▶ **Brief**: Only the lines containing "changes" should appear in the answer, copied from the listing below.

▶ **Records supplied**:
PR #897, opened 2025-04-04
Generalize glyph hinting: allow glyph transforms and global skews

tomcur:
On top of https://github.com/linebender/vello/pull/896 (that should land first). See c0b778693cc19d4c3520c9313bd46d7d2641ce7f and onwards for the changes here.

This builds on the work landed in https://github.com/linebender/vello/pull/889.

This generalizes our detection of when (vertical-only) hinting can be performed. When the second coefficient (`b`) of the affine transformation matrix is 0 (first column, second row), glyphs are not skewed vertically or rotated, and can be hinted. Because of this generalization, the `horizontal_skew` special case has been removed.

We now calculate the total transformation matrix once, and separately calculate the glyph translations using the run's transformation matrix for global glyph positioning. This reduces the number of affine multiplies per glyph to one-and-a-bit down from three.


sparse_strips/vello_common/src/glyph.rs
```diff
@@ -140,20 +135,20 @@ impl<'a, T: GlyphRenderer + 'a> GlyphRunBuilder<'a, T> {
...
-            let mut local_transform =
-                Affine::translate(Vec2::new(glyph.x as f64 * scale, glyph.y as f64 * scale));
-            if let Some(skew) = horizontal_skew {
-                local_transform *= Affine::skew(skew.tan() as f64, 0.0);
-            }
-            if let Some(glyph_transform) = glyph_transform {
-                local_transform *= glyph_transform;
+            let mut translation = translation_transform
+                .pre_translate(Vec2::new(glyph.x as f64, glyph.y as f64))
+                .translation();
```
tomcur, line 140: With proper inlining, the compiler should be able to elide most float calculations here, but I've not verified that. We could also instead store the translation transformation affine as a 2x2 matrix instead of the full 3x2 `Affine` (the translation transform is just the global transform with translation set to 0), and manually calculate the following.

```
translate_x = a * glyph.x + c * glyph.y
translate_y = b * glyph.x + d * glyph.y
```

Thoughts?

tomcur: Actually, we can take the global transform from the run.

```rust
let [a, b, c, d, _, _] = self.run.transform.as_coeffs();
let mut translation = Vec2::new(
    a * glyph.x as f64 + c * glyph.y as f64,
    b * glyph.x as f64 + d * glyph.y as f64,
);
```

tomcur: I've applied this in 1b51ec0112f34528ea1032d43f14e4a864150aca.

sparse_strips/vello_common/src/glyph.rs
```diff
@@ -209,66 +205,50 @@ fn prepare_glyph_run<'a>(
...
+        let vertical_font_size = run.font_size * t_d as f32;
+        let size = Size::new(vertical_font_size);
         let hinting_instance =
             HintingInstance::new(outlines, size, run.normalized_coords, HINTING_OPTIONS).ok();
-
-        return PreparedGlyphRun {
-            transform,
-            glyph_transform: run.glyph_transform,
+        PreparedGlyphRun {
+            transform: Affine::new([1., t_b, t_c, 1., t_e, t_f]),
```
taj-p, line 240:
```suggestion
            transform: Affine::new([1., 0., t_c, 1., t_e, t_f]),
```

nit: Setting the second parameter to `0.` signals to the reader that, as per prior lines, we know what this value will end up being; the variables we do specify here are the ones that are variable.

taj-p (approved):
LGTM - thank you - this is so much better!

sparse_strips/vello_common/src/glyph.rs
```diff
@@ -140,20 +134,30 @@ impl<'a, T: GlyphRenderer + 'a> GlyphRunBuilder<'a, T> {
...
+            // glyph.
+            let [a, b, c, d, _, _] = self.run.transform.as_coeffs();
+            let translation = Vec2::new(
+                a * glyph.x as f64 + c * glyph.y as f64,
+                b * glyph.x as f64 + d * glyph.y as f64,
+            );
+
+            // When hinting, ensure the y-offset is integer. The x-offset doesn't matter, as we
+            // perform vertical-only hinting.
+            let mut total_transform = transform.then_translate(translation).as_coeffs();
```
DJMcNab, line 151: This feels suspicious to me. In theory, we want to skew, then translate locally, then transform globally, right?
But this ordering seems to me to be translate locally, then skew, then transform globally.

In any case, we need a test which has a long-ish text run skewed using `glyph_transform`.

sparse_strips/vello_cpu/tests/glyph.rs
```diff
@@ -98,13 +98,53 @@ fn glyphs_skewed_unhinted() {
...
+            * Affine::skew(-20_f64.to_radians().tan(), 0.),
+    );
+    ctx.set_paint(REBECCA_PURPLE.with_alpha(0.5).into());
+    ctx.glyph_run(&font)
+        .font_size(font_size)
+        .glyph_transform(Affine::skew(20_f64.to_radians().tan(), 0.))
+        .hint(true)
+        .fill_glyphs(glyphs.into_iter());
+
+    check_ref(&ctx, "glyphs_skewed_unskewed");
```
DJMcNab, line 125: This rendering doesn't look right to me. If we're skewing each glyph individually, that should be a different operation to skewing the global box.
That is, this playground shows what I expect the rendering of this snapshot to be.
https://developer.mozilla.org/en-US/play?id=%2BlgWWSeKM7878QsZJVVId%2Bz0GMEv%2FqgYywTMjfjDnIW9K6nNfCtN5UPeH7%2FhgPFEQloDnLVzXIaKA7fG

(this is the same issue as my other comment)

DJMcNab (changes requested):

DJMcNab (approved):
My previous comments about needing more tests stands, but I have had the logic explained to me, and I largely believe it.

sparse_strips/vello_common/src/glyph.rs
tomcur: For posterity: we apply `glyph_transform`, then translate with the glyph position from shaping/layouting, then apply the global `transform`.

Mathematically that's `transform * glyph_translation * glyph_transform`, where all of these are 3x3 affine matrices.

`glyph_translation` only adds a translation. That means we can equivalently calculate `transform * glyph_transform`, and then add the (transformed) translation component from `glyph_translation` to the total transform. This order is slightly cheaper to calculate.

▶ **Solved problem**:
On top of https://github.com/linebender/vello/pull/896 (that should land first). See c0b778693cc19d4c3520c9313bd46d7d2641ce7f and onwards for the changes here.
DJMcNab (changes requested):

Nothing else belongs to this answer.